Sunday, 7 April 2013

WORK..the curse of the drinking classes..Part 1

I have been in Mondulkiri for a month and have been trying to figure out what and how to do whatever it is I am meant to be doing here. This is a perennial problem for volunteers in Cambodia and often people end up doing entirely different things to what they arrived for. For example, although I am meant to work with secondary science teachers and help them with doing/getting started on practical science I have already been roped into helping with the teaching/training for teaching of english in primary schools.

When I arrived I was immediately drafted into a prize giving ceremony...It was on the day that the queen (Lizzie) was brought to hospital, otherwise she might have been asked herself.




One of the first things i noticed, outside all the dust on the roads and everywhere was that the kids seemed to  spend a lot of time in the playground (a playground is a space around a school building , like Ireland in the time of your grandparents). I have since noticed this is the norm here as teachers may have other activities to engage in ( and often not connected with their education jobs).











Well that day I was new and obviously a major celebrity. I still hadn't seen where I was to work.

The project is to introduce practical work into science teaching in the provence. There are only a small number of secondary school and even less (3) upper secondary schools. Teachers teach (when they teach) by rote and entirely from the textbook. There is no flexibility in their teaching and notions of inquiry based learning is a foreign idea.

No secondary school in the provence has a lab but a  but a recently built resource centre attached to the main high school has two labs. One for physics/chemistry and one for biology/earth science. They have been stocked , somewhat and in a hit and miss way.

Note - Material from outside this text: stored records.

PR #2441, opened 2026-04-29
feat: sync competitors, brand aliases, ignored prompts  | LLMO-4477

calvarezg:
## Summary

Extends the `llmo-config-db-sync` audit to sync the remaining entities from S3 config to Postgres needed for the LLMO-4403 PG-read rollout.

**New entities synced:**
- **Brand aliases** (`brand_aliases` table) — flattens `brands.aliases[].aliases[]` entries, normalises regions to uppercase arrays, reconciles additions/updates/deletions against existing rows
- **Competitors** (`competitors` table) — maps `competitors.competitors[]`, handles `region` as string or array, logs a warning when multiple URLs are present (DB has a single `url` column, only `urls[0]` is persisted)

Much of the equipment was still in boxes when I arrived.





Below is a pic of a bunsen and  boxes of tubing but the tubing is far too big for the burners. This is the way it is. But every (being optimistic) problem is solvable or is it soluble (hopefully)





While the resource centre looks pretty impressive (relatively speaking) it is perched in the middle of the high school. 




The school is called the HUN SEN High School after the ruler of Cambodia. It turns out that most public high schools in Cambodia have the same name. Just as well Bertie Ahern didn't have the same idea.